### WHAT TO PRODUCE
The expected answer comprises all lines from the entries that contain the string "above".

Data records
::::::::

PR #137, opened 2022-05-03
Overpay gas to ensure inclusion

philsippl:
## Motivation

We have no tracking of transactions implemented, if one tx gets dropped from mempool, we leave all pending txs hanging forever. This is a quick hack to ensure we overpay gas to reduce the risk of this happening.

## PR Checklist

- [ ] Added Tests
- [ ] Added Documentation
- [ ] Updated the changelog

### DIFF
--- a/src/app.rs
+++ b/src/app.rs
@@ -17,7 +17,7 @@ use std::{
     sync::atomic::{AtomicUsize, Ordering},
 };
 use structopt::StructOpt;
-use tokio::sync::{Mutex, RwLock};
+use tokio::sync::RwLock;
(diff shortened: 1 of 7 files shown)


src/app.rs
```diff
@@ -127,13 +128,22 @@ impl App {
             next_leaf = max(next_leaf, leaf + 1);
         }
 
+        let is_manager = ethereum.is_manager().await?;
```
recmo, line 131: Note that it can change over time.

recmo (approved):
Let's merge, but refactor later.

PR #149, opened 2022-05-11
Robuster eth stack

recmo:
## PR Checklist

- [ ] Added Tests
- [ ] Added Documentation
- [ ] Updated the changelog


src/ethereum/mod.rs
```diff
@@ -45,252 +67,274 @@ pub struct Options {
...
 
-    #[structopt(
-        short,
-        parse(try_from_str),
-        default_value = "false",
-        env = "SIGNUP_SEQUENCER_MOCK"
-    )]
-    pub mock: bool,
+    /// Maximum number of blocks to pull events from in one request.
+    #[structopt(long, env, default_value = "1000")]
```
philsippl, line 71: let's replace `BLOCK_QUERY_RANGE` by `MAX_LOG_BLOCKS` in `.github/workflows/build-test-deploy.yml`

src/ethereum/mod.rs
```diff
@@ -45,252 +67,274 @@ pub struct Options {
     )]
     pub eip1559: bool,
 
-    #[structopt(
-        short,
-        parse(try_from_str),
-        default_value = "false",
-        env = "SIGNUP_SEQUENCER_MOCK"
-    )]
-    pub mock: bool,
```
philsippl, line 54: should be also removed from `.github/workflows/build-test-deploy.yml`

src/app.rs
```diff
@@ -125,88 +114,130 @@ impl App {
...
-        {
-            let mut merkle_tree = self.merkle_tree.write().await;
-            merkle_tree.set(identity_index, *commitment);
+        tree.set(identity_index, *commitment);
+
+        // Downgrade write lock to read lock
+        let tree = tree.downgrade();
+
+        // Check tree root
+        if let Err(error) = self.contracts.assert_valid_root(tree.root()).await {
```
philsippl, line 213: this will also fail if the root is expired: https://github.com/worldcoin/world-id-example-airdrop/blob/03de53d2cb016ddef28b26e8237e85b62ec385c7/src/Semaphore.sol#L143

then you can never insert an element again. We should prob introduce a separate error for that in the contracts. I would just drop the `assert_valid_root` check in this get handler to be backwards compatible with our existing deployment. Also, it feels not super necessary.

src/contracts/mod.rs
```diff
@@ -0,0 +1,227 @@
...
+    }
+
+    #[instrument(level = "debug", skip_all)]
+    pub async fn insert_identity(&self, commitment: &Field) -> EyreResult<()> {
+        info!(%commitment, "Inserting identity in contract");
+
+        // Send create tx
+        let commitment = U256::from(commitment.to_be_bytes());
+        self.ethereum
+            .send_transaction(self.semaphore.add_member(self.group_id, commitment).tx)
```
philsippl, line 189: We probably need to specify an explicit gas limit, I think the estimate fails, which leads to following error:
```
ERROR signup_sequencer::ethereum: Transaction failed, e: Send(MiddlewareError(MiddlewareError(MiddlewareError(MiddlewareError(JsonRpcClientError(JsonRpcError(JsonRpcError { code: -32000, message: "gas required exceeds allowance (5)", data: None })))))))
```

src/app.rs
recmo: The root should not have expired because it just got updated on line 204. This is the new root just after insertion.

That being said, the root _before_ insertion should also be valid because it should be the latest root. I think the contract might be wrong here.

src/contracts/mod.rs
recmo: Let's investigate this more than. If it's more than the +10% + 10k (which it uses now), then I'd like to know the actual numbers and know where the delta is coming from.

src/app.rs
philsippl: oh right, actually not an issue. I saw the error originally on the `/inclusionProof` endpoint. No issue here for insertion.

src/app.rs
```diff
@@ -217,24 +248,46 @@ impl App {
...
+                ?identity_commitment,
+                ?identity_index,
+                ?root,
+                "Proof does not verify locally."
+            );
+            panic!("Proof does not verify locally.");
+        }
+
+        // Verify the root on chain
+        if let Err(error) = self.contracts.assert_valid_root(root).await {
```
philsippl, line 269: Asking for inclusion proof for an outdated root (see above comment), panics the whole sequencer.

src/app.rs
```diff
@@ -217,24 +248,46 @@ impl App {
...
+            error!(
+                computed_root = ?root,
+                ?error,
+                "Root mismatch between tree and contract."
+            );
+            panic!("Root mismatch between tree and contract.");
```
philsippl, line 275: Asking for inclusion proof for an outdated root (see above comment), panics the whole sequencer.

PR #174, opened 2022-06-03
Batch insert endpoint

corydickson:
Starts the process to interact with the contracts using the new batch insertion method


recmo (commented):
Looks out of date wrt master. Do we want to update it or close it?

PR #186, opened 2022-06-21
Update deps, add tracing

recmo:
## PR Checklist

- [ ] Added Tests
- [ ] Added Documentation
- [ ] Updated the changelog

### DIFF
--- a/deploy/templates/statefulset.yaml
+++ b/deploy/templates/statefulset.yaml
@@ -66,18 +66,8 @@ spec:
           env:
             - name: LOG_FORMAT
               value: json
-            - name: DD_AGENT_HOST
-              valueFrom:
-                fieldRef:
-                  fieldPath: status.hostIP
-            - name: DD_VERSION
-              valueFrom:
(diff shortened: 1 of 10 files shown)


deploy/templates/statefulset.yaml
```diff
@@ -66,18 +66,14 @@ spec:
...
-            - name: DD_VERSION
-              valueFrom:
-                fieldRef:
-                  fieldPath: metadata.labels['pod-template-hash']
-            - name: DD_ENV
+            - name: TRACE_OTLP
+              value: "grpc://$(HOST_IP):4317"
+            - name: TRACE_RESOURCE_ENV
               value: {{ .Values.environment }}
-            - name: DD_SERVICE
```
kkowalski, line 79: How is a service name and version determined now ?

recmo: Same way as running it with `--version`. Package name and version.

kkowalski (approved):
LGTM!

PR #197, opened 2022-07-20
Batch insertion sequencing

corydickson:
The goal of this PR is to handle batch insertions of identity commitments by creating several smaller modules that can be scaled. Breaking down the steps, the goal is to divorce the logic of the current endpoint from constructing the merkle tree as well as the interaction with the contract to generate a valid insertion proof.

First, when the insert identity commitment endpoint is called, the hash is inserted into the `pending_commitments` table. This will be used for the next service which will poll this table at some regular interval and attempt to construct a batch of arbitrary size n to be inserted using the new contract interface. 

Once this batch is constructed each identity commitment inside `pending_commitments` will receive a tx hash and a timestamp, latest block number (and account nonce?). If at any point the service fails, it recovers by checking the timestamps/tx/last block in the table and if after some time they are not mined resubmits the batch.  

The client stores the earliest block in the table to begin syncing events from. After the transaction is mined and has at least 20 transactions, commitments are removed from the pending table.


src/database/mod.rs
```diff
@@ -157,4 +157,16 @@ impl Database {
 
         Ok(Hash::default())
     }
+
+    pub async fn pending_commitment(&self, commitment: &Hash) -> Result<usize> {
+        let row = self.pool
+            .execute(sqlx::query(r#"INSERT INTO pending_commitments ( hash ) VALUES ( $1 );"#).bind(uint!(commitment)))
```
recmo, line 163: `uint!` looks like it does nothing and can be removed.

src/database/mod.rs
```diff
@@ -157,4 +157,16 @@ impl Database {
...
+            .await?;
+
+        let idx = row.last_insert_id();
+        match idx {
+            Some(idx) => Ok(idx as usize),
+            None => Err(eyre!("Could not add identity commitment to pending pool"))
+        }
```
recmo, line 170:
```
row.last_insert_id()
   .ok_or_else(|| eyre!("Could not ... pending pool"))
```

https://doc.rust-lang.org/stable/std/option/enum.Option.html#method.ok_or_else

recmo (approved):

::::::::

### ANSWER TO THIS EXERCISE
philsippl, line 269: Asking for inclusion proof for an outdated root (see above comment), panics the whole sequencer.
philsippl, line 275: Asking for inclusion proof for an outdated root (see above comment), panics the whole sequencer.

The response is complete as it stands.